◆ THE INPUT ◆
PR #860, opened 2026-07-30
feat: expose configuring workplacement drift detection minimum resync…

aclevername:
… time

### DIFF
--- a/internal/controller/workplacement_controller.go
+++ b/internal/controller/workplacement_controller.go
@@ -68,10 +68,10 @@ type WorkPlacementReconciler struct {
 
 	RepositoryCache RepositoryCache
 
-	// RewriteInterval is how often a WorkPlacement re-writes its files to the
-	// state store even when nothing has changed. When zero, no periodic re-write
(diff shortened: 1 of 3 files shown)


internal/controller/workplacement_controller.go
```diff
@@ -82,6 +88,8 @@ type workPlacementReconcileContext struct {
 	repositoryCache RepositoryCache
 
 	versionCache map[string]string
+
+	reconciliationInterval time.Duration
```
ChunyiLyu: nitpick: as a variable it's the same as the general `reconciliationinterval` which was a bit confusing to look at. Maybe can rename to `rewriteInterval` or something? WDT?

aclevername: agreed, pushed a fix

ChunyiLyu (approved):
Nice! `StateStoreReconciliationInterval` is a good name 👍

aclevername:
docs https://github.com/syntasso/kratix-docs/pull/597

PR #108, opened 2022-01-10
Remove `laminas/laminas-servicemanager:^2` compatibility: only `^3` supported now

gsteel:
|    Q          |   A
|-------------- | ------
| QA            | yes

### Description

It's no longer possible for laminas-view to be used with service manager v2, so this pull cleans up code to provide compatibility with it.

### DIFF
--- a/src/Helper/Navigation/PluginManager.php
+++ b/src/Helper/Navigation/PluginManager.php
@@ -5,7 +5,6 @@ declare(strict_types=1);
 namespace Laminas\View\Helper\Navigation;
 
 use Interop\Container\ContainerInterface;
-use Laminas\ServiceManager\ConfigInterface;
 use Laminas\ServiceManager\Factory\InvokableFactory;
 use Laminas\ServiceManager\ServiceManager;
 use Laminas\View\HelperPluginManager;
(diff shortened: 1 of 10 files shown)


samsonasik (approved):

src/Helper/Navigation/PluginManager.php
```diff
@@ -67,20 +66,19 @@ class PluginManager extends HelperPluginManager
...
-     * @param array $v3config If $configOrContainerInstance is a container, this
-     *     value will be passed to the parent constructor.
+     * @param ContainerInterface $configOrContainerInstance
+     * @param array $v3config
      * @psalm-param ServiceManagerConfiguration $v3config
      */
     public function __construct($configOrContainerInstance = null, array $v3config = [])
     {
-        /** @psalm-suppress MissingClosureParamType */
+        /** @psalm-suppress UnusedClosureParam, MissingClosureParamType */
```
Ocramius, line 75: Note: one way to instruct psalm about unused parameters (which are still necessary) is to name them `$_something`, where `$_` indicates the intent of leaving them unused

Ocramius (approved):

src/Helper/Navigation/PluginManager.php
gsteel: Thanks @Ocramius, I didn't know that - The coding standard won't allow it though!

Ocramius (approved):
Thanks @gsteel!

PR #113, opened 2022-01-12
Declare required PHP extensions

gsteel:
|    Q          |   A
|-------------- | ------
| QA            | yes

### Description

Declares `dom` and `filter` extensions as dependencies - surfaced by #112 - I'm guessing that #112 might not be merged unless we can allow failures? Otherwise I can introduce appropriate deps and ignore obvious aliases or those in `suggest` on that pull to make it pass

### DIFF
--- a/.laminas-ci.json
+++ b/.laminas-ci.json
@@ -1,6 +1,7 @@
 {
     "extensions": [
         "dom",
+        "filter",
         "intl"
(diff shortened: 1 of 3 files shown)


Ocramius (approved):
LGTM - good to have these declared, thanks @gsteel!

PR #111, opened 2022-01-12
Apply php 7.4 syntax + typed properties

samsonasik:
|    Q          |   A
|-------------- | ------
| QA            | yes

Apply php 7.4 syntax + typed properties

PR #114, opened 2022-01-12
Update `composer.lock` and remove `CHANGELOG.md`, to prevent issues with future merge-up PRs

gsteel:
I think that deps can't be installed on 2.x because of a merged pull without an updated lock file in 2.19 - should help with https://github.com/laminas/laminas-view/pull/111


Ocramius:
Thanks @gsteel!

PR #118, opened 2022-01-12
Workaround for Cyclic Incompatible Dependencies on 3.0.x

gsteel:
Adds a script to check out the current tree as a 2.99.x branch for CI runs so that composer will install cyclic incompatible dependencies.

### DIFF
--- a/.laminas-ci/pre-install.sh
+++ b/.laminas-ci/pre-install.sh
@@ -1,0 +1,7 @@
+#!/bin/bash
+
+# Temporary workaround for cyclic dependencies - can be removed once 3.0 has been released
+
+echo "Branch as 2.99.x in Pre-Install"
+
+git checkout -b 2.99.x


composer.lock
```diff
@@ -4,7 +4,7 @@
         "Read more about it at https://getcomposer.org/doc/01-basic-usage.md#installing-dependencies",
         "This file is @generated automatically"
     ],
-    "content-hash": "a003c15d0428178d28dd954a18766ec9",
+    "content-hash": "3052afdac31561cdc43064a657f79b64",
```
Ocramius: This will be an issue with merge-up operations: unsure if I should first merge up `2.20.0`, or merge this and then fix it at merge time.

gsteel: Ah yes, if we can get 2.20.x merged up, I can rebase and squash to get rid of all the noise

gsteel: …actually, I've squashed and removed the commit that changes the lock file. No checks will run because no PHP code has changed but once 2.20 is in, everything should be groovy. If it's easier, I can just merge 2.20 into this pull

Ocramius (approved):

Ocramius:
@gsteel the CI generated matrix looks really weird - is it bugged out?

gsteel:
@Ocramius - There's just zero checks because no *.php or *.md files have changed in this pull right? The checks ran before, but I squashed/forced pushed to clean up the pull - this is the last successful run before I squashed: https://github.com/laminas/laminas-view/actions/runs/1688557410

Ocramius:
Is it that? 🤔 

Really weird that it skips like that, but OK, I guess?

Ocramius:
Thanks @gsteel!

PR #126, opened 2022-01-31
Remove laminas-console dependency

gsteel:
|    Q          |   A
|-------------- | ------
| BC Break      | yes

### Description

Closes #115 
WRT #101 

- Removes Console Model and Renderer
- Removes laminas-console from dev dependencies

PR #128, opened 2022-01-31
Remove legacy Zend compatibility and service names from plugin manager defaults

### LINKED ISSUE #117: Remove Zend Compatibility and Legacy Helper Aliases
### Feature Request

|    Q        |   A
|------------ | ------
| BC Break    | yes

#### Summary

All the zend related aliases are self explanatory, but the normalised aliases used back in ServiceManager 2.x such as `laminasviewhelperheadscript` should be removed for 3.x

I think it would also be worth settling on a consistent convention for the aliases so that instead of having `headScript`, `headscript` and `HeadScript` there is just one - I prefer `headScript`?

gsteel:
|    Q          |   A
|-------------- | ------
| BC Break      | yes

### Description

Closes #117 

- Removes hard-coded, zend-related aliases from the various plugin managers
- Removes code that searches the container for Zend\Authentication in the Identity helper factory
- Cleans up the test for the identity helper factory to use regular PHP Unit mocks and also compatibility with ServiceManager 2.x which is long gone.
- Updates psalm baseline

_(Should also help to get CI to pass for #126)_


gsteel:
As this targets 3.0, I would also like to remove the v2 normalised helper aliases such as `laminasviewhelperdoctype` - Do that here or in a separate pull?

Ocramius:
> I would also like to remove the v2 normalised helper aliases such as `laminasviewhelperdoctype`

Unsure about these: would suggest looking at whether any docs reference them, first :thinking:

Ocramius (approved):
LGTM, thanks @gsteel!

PR #130, opened 2022-02-01
Chore: dot-file cleanup

gsteel:
|    Q          |   A
|-------------- | ------
| QA            | yes

### Description

- Changes docs-build workflow to avoid any future problems with permissions as per @weierophinney on Slack
- Removes coveralls config
- Updates ignores with changed/removed/added dot files

### DIFF
--- a/.github/workflows/docs-build.yml
+++ b/.github/workflows/docs-build.yml
@@ -3,8 +3,7 @@ name: docs-build
 on:
   release:
     types: [published]
-  repository_dispatch:
-    types: docs-build
+  workflow_dispatch:
 
 jobs:
   build-deploy:
@@ -13,5 +12,5 @@ jobs:
       - name: Build Docs
         uses: laminas/documentation-theme/github-actions/docs@master
         env:
-          "DOCS_DEPLOY_KEY": ${{ secrets.DOCS_DEPLOY_KEY }}
-          "GITHUB_TOKEN": ${{ secrets.GITHUB_TOKEN }}
+          DOCS_TOKEN: ${{ secrets.ORGANIZATION_ADMIN_KEY }}
+          GITHUB_TOKEN: ${{ secrets.GITHUB_TOKEN }}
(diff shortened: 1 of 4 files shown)


.github/workflows/docs-build.yml
```diff
@@ -3,8 +3,7 @@ name: docs-build
 on:
   release:
     types: [published]
-  repository_dispatch:
-    types: docs-build
+  workflow_dispatch:
```
Ocramius, line 6: Ref: https://laminas.slack.com/archives/CAP4J90LW/p1643662240275769

Quoting @weierophinney:

> Hi, all! We've noticed a few issues with the docs-build workflow recently. It doesn't appear to affect ALL repos, but when it does, you'll see one of the following symptoms:
> Action fails, and the logs indicate permission issues.
> In a few cases, I've tried to build and deploy locally, but those efforts generally result in the syntax highlighting going wonky (dark on dark... impossible to read!).
> I did some digging today, and figured out when and where the permissions issues occur, and a way to resolve them. It does *require changes* in the docs-build workflow; however, I've done the changes in a way that existing repos that do not have issues can continue to build as they have.
> For affected repositories, submit a PR with the following changes:
> In .github/workflows/docs-build.yml
> Find the line defining the env variable DOCS_DEPLOY_KEY
> And replace it with  DOCS_TOKEN: ${{ secrets.ORGANIZATION_ADMIN_KEY }}
> To allow maintainers/admins to test it out, you should also find the line repository_dispatch:
> And change it to workflow_dispatch:
> And then remove the line following (types: docs-build)
> If you do such a PR, drop a link in here so somebody with commit rights can merge and test.
> For those with merge rights, if you have the github CLI client, you can run gh workflow run docs-build.yml --ref {branch name where you pushed the changes to docs-build.yml}. It will build the most recent tag and push the results back to the gh_pages branch.
> As an example of one such repo, we'd had trouble with builds on mezzio-swoole, and the most recent build I did had resulted in bad syntax highlghting. Current docs were built with the workflow changes, and had zero issues.

Ocramius (approved):
Thanks @gsteel!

◆ TASK PROMPT ◆
Each line above that contains the word "shortened" should be copied.

◆ YOUR SOLUTION ◆
(diff shortened: 1 of 3 files shown)
(diff shortened: 1 of 10 files shown)
(diff shortened: 1 of 3 files shown)
(diff shortened: 1 of 4 files shown)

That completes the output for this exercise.